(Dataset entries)
*** Block opens ***
PR #1746, opened 2025-01-22
Fix windows debug builds

jere8184:


heinezen:
I'm not gonna lioe, this is pretty cool :D

I'm abit worried about long-term maintainability, so let me think about this for a bit and wrap my head around the stackoverflow question and solution.

jere8184:
> I'm not gonna lioe, this is pretty cool :D
> 
> I'm abit worried about long-term maintainability, so let me think about this for a bit and wrap my head around the stackoverflow question and solution.

Thanks, I've changed the link in the docstring to https://github.com/python/cpython/issues/127619 as I think it provides  more clarity

heinezen (approved):

PR #1747, opened 2025-01-24
fix paring heap UB

jere8184:


heinezen:
I'm not really in favor of this change as making the iteration over the heap nodes non-const can have severe side effects. e.g. by changing the node values that are used for comparison, which would result in corruption of the entire datastructure.

I thought about this for a while and I think we should use a dedicated erasure method for `clear` and not use the `iter_all` method. A simple breadth-first or depth-first search would be enough for this. Then we don't have to worry about invalid pointer accesses too.

jere8184:
> e as making the iteration over the heap nodes non-const can have severe side effects. e.g. by changing the node values that are used for

Do you think it might be worth implementing an iterator for the tree?

heinezen:
> Do you think it might be worth implementing an iterator for the tree?

That would be cool! Currently we can get a problem with the recursion depth if the tree is too large. An iterator should solve that.

jere8184:
> > Do you think it might be worth implementing an iterator for the tree?
> 
> That would be cool! Currently we can get a problem with the recursion depth if the tree is too large. An iterator should solve that.

iterator added

heinezen (approved):
Very nice solution!

I changed the test code slightly at the end by changing the C array to a C++ `std::array` which is a bit more "stable" for test code.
*** Block closes ***
__Work instruction__. Please repeat, exactly and only, the lines from the one containing "Very nice solution!" through the last line of the records, both included.

__Your response__.
Very nice solution!

I changed the test code slightly at the end by changing the C array to a C++ `std::array` which is a bit more "stable" for test code.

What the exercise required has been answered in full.